North Korea confirmed it has conducted a “nuclear warhead explosion” test, defying increased international sanctions and pressure to curb its nuclear ambitions. Pyongyang says the test was conducted to counter what it calls “U.S. hostility.”
South Korea had said that the communist regime in North Korea conducted its fifth atomic test, which produced its biggest explosive yield yet to date. The South’s weather agency said the explosive yield of the North Korean blast was roughly 10 to 12 kilotons, or 70% to 80% of the force of the 15-kiloton atomic bomb the United States dropped on the Japanese city of Hiroshima in 1945.
The North’s fourth test was an estimated six kilotons. U.S. National Security Council spokesman Ned Price said the U.S. is aware of “seismic activity” on the Korean Peninsula near where Pyongyang has been known to conduct nuclear tests.

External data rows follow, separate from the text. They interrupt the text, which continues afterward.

PR #19438, opened 2024-12-11
fix: Nepali calendar support

abyot:
- ISO period names should match Nepali calendar. Baisakh 2081 is 208101 not 202404
- Fix to weekly periods start and end dates


dhis-2/dhis-api/src/main/java/org/hisp/dhis/calendar/impl/NepaliCalendar.java
```diff
@@ -144,25 +145,36 @@ public int isoWeek(DateTimeUnit dateTimeUnit) {
 
   @Override
   public int week(DateTimeUnit dateTimeUnit) {
-    return isoWeek(dateTimeUnit);
+    /*
+     * https://en.m.wikipedia.org/wiki/ISO_week_date
+     */
+    int week = (10 + getDayOfYear(dateTimeUnit) - isoWeekday(dateTimeUnit)) / 7;
```
maikelarabori, line 151: Could you add constants to the integers here?
Also, a Javadoc would be nice. The Wikipedia website can be left as a reference.

dhis-2/dhis-api/src/main/java/org/hisp/dhis/calendar/impl/NepaliCalendar.java
```diff
@@ -144,25 +145,36 @@ public int isoWeek(DateTimeUnit dateTimeUnit) {
...
+    return week;
   }
 
   @Override
   public int isoWeekday(DateTimeUnit dateTimeUnit) {
-    DateTime dateTime =
-        toIso(dateTimeUnit).toJodaDateTime(ISOChronology.getInstance(DateTimeZone.getDefault()));
-    return dateTime.getDayOfWeek();
+    /*
+     * calculating week day from calendar dateTimeUnit is best managed
```
maikelarabori, line 163:
```suggestion
     * Calculating week day from calendar dateTimeUnit is best managed
```

dhis-2/dhis-api/src/main/java/org/hisp/dhis/calendar/impl/NepaliCalendar.java
```diff
@@ -475,6 +500,39 @@ private DateInterval toDayIsoInterval(DateTimeUnit dateTimeUnit, int offset, int
   private static final Map<Integer, int[]> CONVERSION_MAP = new HashMap<>();
```
maikelarabori, line 500: Can you add a comment, so we know until which year this is valid?
I belive that at some point we need to add more elements to the map...?

dhis-2/dhis-api/src/main/java/org/hisp/dhis/period/PeriodType.java
```diff
@@ -570,7 +570,7 @@ public Period createPeriod(DateInterval dateInterval) {
     final DateTimeUnit from = cal.toIso(dateInterval.getFrom());
     final DateTimeUnit to = cal.toIso(dateInterval.getTo());
 
-    return new Period(this, from.toJdkDate(), to.toJdkDate(), getIsoDate(from));
+    return new Period(this, from.toJdkDate(), to.toJdkDate(), getIsoDate(dateInterval.getFrom()));
```
maikelarabori, line 573: Is this change intentional? I'm afraid it could break existing code relying on the old way...

abyot: Yes, intentional. That is why the "old way" was returning Gregorian ISO names for non-gregorian calendars. See the problem description in the jira ticket.

maikelarabori:
Hi @abyot, would you have any updates on this PR? Did you have you have time to review the comments?

Thanks!

dhis-2/dhis-api/src/main/java/org/hisp/dhis/calendar/impl/NepaliCalendar.java
abyot: yes, we need to update the mapping table when we get new information.

abyot:
> Hi @abyot, would you have any updates on this PR? Did you have any time to review the comments?
> 
> Thanks!

now updated. thanks.

maikelarabori (approved):

gnespolino (approved):

maikelarabori:
Thanks for the update @abyot.
Please, do not forget to apply the same changes to branches 41 and 42. 👍

PR #19447, opened 2024-12-11
feat: add optionset to dataItems endpoint [DHIS2-18451]

gnespolino:
This pull request adds OptionSet items in `dataItems` endpoint


maikelarabori (commented):
Looks good @gnespolino.
Now that we have e2e tests, it would be nice to add a few more covering different queries and filters.

gnespolino:
> Looks good @gnespolino. Now that we have e2e tests, it would be nice to add a few more covering different queries and filters.

adding an E2E for this is something bigger than the ticket itself. So either just have an integration test, that I might add to this PR, or let's do the e2e in a dedicated ticket.

maikelarabori (approved):

gnespolino:
Added one e2e in the end

PR #19470, opened 2024-12-15
fix: Simplify created by display name for event analytics [DHIS2-18417]

larshelge:
In event and enrollment analytics table statements, we have 64 lines of SQL code to produce two fields - `createdbydisplayname` and `lastupdatedbydisplayname`. IMHO this is too much complexity and code to produce two fields. It is hard to reason about, makes the update slower, and makes it hard to port to Doris/ClickHouse. 

I have been doing some research on event/tracker DHIS 2 instances, and I could see that typically either `createdbyuserinfo` is not set at all, or is fully set with all properties (first name, username, username). I have not seen a partial value yet. If some implementations have a partial `userinfo` object for enrollments/events, we should fix that once with a SQL statement, and/or fix the issue with tracker that causes this in the first place. That is better than "fixing" it every time analytics table update runs.


dhis-2/dhis-services/dhis-service-analytics/src/main/java/org/hisp/dhis/analytics/util/DisplayNameUtils.java
```diff
@@ -64,83 +46,9 @@ public static String getDisplayName(
     String surname = extractJsonValue(sqlBuilder, tablePrefix, originColumn, "surname");
     String firstName = extractJsonValue(sqlBuilder, tablePrefix, originColumn, "firstName");
     String username = extractJsonValue(sqlBuilder, tablePrefix, originColumn, "username");
+    String expression = sqlBuilder.concat(surname, "', '", firstName, "' ('", username, "')'");
```
maikelarabori, line 49: I agree that the logic for getting the display name is not great, but it prints the expected values from the user's perspective.

With this change, if the surname is blank, we will end up with `, first name (username)`, and if the username is blank, with `surname, first name ()`, etc. It might look like a bug.

maikelarabori (approved):
Looks good, I just left one comment for review.
Thx!

dhis-2/dhis-services/dhis-service-analytics/src/main/java/org/hisp/dhis/analytics/util/DisplayNameUtils.java
larshelge: Yes that is correct. However, I have been doing some research on event/tracker DHIS 2 instances, and I could see that typically either `createdbyuserinfo` is not set at all, or is fully set with all properties (first name, username, username). I have not seen a partial value yet. If some implementations have a partial `userinfo` object for enrollments/events, we should fix that once with a SQL statement, and/or fix the issue with tracker that causes this in the first place. That is better than "fixing" it every time analytics table update runs.

IMHO we are covering up a data integrity issue which should be fixed at the source, not be corrected every time analytics tables are updated.

janhenrikoverland: In the case where it is not set at all the api now prints `, ()`

PR #19472, opened 2024-12-15
fix: Use SqlBuilder for if-then-else logic [DHIS2-18417]

larshelge:
Moves the conditional if-then-else logic behind `SqlBuilder` to allow for differences across analytics databases.


gnespolino (commented):
Don't we have multiple choices "case"? Would be nice supporting those as well

larshelge:
We have multi-if statements in some places but I plan to create another overloaded method for that.

gnespolino (approved):

maikelarabori (approved):

PR #19492, opened 2024-12-16
feat: Support option set in DV object [DHIS2-18370]

maikelarabori:
Adds a new object (`OptionSetItem`) to the Visualization object, so users can save the option set along with the option set items they wish to be saved as part of their Visualization. The aggregation type is also required as the items can be aggregated or disaggregated. It depends on the users' choice.


gnespolino (commented):
would be nice to have e2e test for this

gnespolino (approved):

PR #3635, opened 2023-04-06
[ISSUES #3511]Swap these 2 arguments so they are in the correct order: expected value, actual value.[ConfigurationHolderTest]

### LINKED ISSUE #3511: [Enhancement] Swap these 2 arguments so they are in the correct order: expected value, actual value.[ConfigurationHolderTest]
### Search before asking

### Enhancement Request

image
located at:
eventmesh-storage/eventmesh-storage-rabbitmq/src/test/java/org/apache/eventmesh/storage/rabbitmq/config/ConfigurationHolderTest.java line 50-60
analysis and explanation:
The standard assertions library methods such as org.junit.Assert.assertEquals, and org.junit.Assert.assertSame expect the first argument to be the expected value and the second argument to be the actual value. For AssertJ, it’s the other way around, the argument of org.assertj.core.api.Assertions.assertThat is the actual value, and the subsequent calls contain the expected values. Swap them, and your test will still have the same outcome (succeed/fail when it should) but the error messages will be confusing.

Swap actual and expected values.

harshithasudhakar:
Fixes #3511 

### Motivation

*Explain the content here.*

### Modifications

Swapped actual and expected values from lines 50-59.

### Documentation

### DIFF
--- a/eventmesh-storage-plugin/eventmesh-storage-rabbitmq/src/test/java/org/apache/eventmesh/storage/rabbitmq/config/ConfigurationHolderTest.java
+++ b/eventmesh-storage-plugin/eventmesh-storage-rabbitmq/src/test/java/org/apache/eventmesh/storage/rabbitmq/config/ConfigurationHolderTest.java
@@ -47,16 +47,16 @@ public class ConfigurationHolderTest {
     }
 
     private void assertConfig(ConfigurationHolder config) {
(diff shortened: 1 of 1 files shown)


Alonexc (approved):
LGTM

Alonexc:
image
please check checkstyle.

harshithasudhakar:
I've resolved it.

PR #3694, opened 2023-04-11
[ISSUE #3416] Used another way to initialize localClients instance [HttpClientGroupMapping]

### LINKED ISSUE #3416: [Enhancement] Use another way to initialize this instance.
### Search before asking

### Enhancement Request

image
located at:
eventmesh-runtime/src/main/java/org/apache/eventmesh/runtime/core/protocol/http/consumer/HttpClientGroupMapping.java line 391,449

analysis and explanation:
Because Double Brace Initialization (DBI) creates an anonymous class with a reference to the instance of the owning object, its use can lead to memory leaks if the anonymous inner class is returned and held by other objects. Even when there’s no leak, DBI is so obscure that it’s bound to confuse most maintainers.
For collections, use Arrays.asList instead, or explicitly add each item directly to the collection.

image

devCod3r:
Fixes #3416

### Motivation

*Because Double Brace Initialization (DBI) creates an anonymous class with a reference to the instance of the owning object, its use can lead to memory leaks if the anonymous inner class is returned and held by other objects. Even when there’s no leak, DBI is so obscure that it’s bound to confuse most maintainers.*
*Fixes the above mentioned issue.*
Issue #3416

### Modifications

*Modified the initialization of localClients instance on line 391,451.*

### Documentation

- Does this pull request introduce a new feature?
- Ans: no
- Ans: Only changed the method of initialization of an instance.

### DIFF
--- a/eventmesh-runtime/src/main/java/org/apache/eventmesh/runtime/core/protocol/http/consumer/HttpClientGroupMapping.java
+++ b/eventmesh-runtime/src/main/java/org/apache/eventmesh/runtime/core/protocol/http/consumer/HttpClientGroupMapping.java
@@ -388,11 +388,13 @@ public final class HttpClientGroupMapping {
             client.setUrl(url);
             client.setLastUpTime(new Date());
             final String groupTopicKey = client.getConsumerGroup() + "@" + client.getTopic();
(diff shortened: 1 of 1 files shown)


Alonexc (dismissed):

Alonexc:
image
Please check checkstyle.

“The standardization of the nuclear warhead will enable (North Korea) to produce at will and as many as it wants a variety of smaller, lighter and diversified nuclear warheads of higher strike power,” the North said. “This has definitely put on a higher level (the North’s) technology of mounting nuclear warheads on ballistic rockets.”
Thursday, South Korean and international monitoring agencies reported an earthquake near North Korea’s northeastern nuclear test site, an indication that Pyongyang detonated another atomic test to mark the 68th anniversary of the country’s founding. North and South Korea technically remain in a state of war. The 1950-53 Korean War ended in an armistice, not a peace treaty.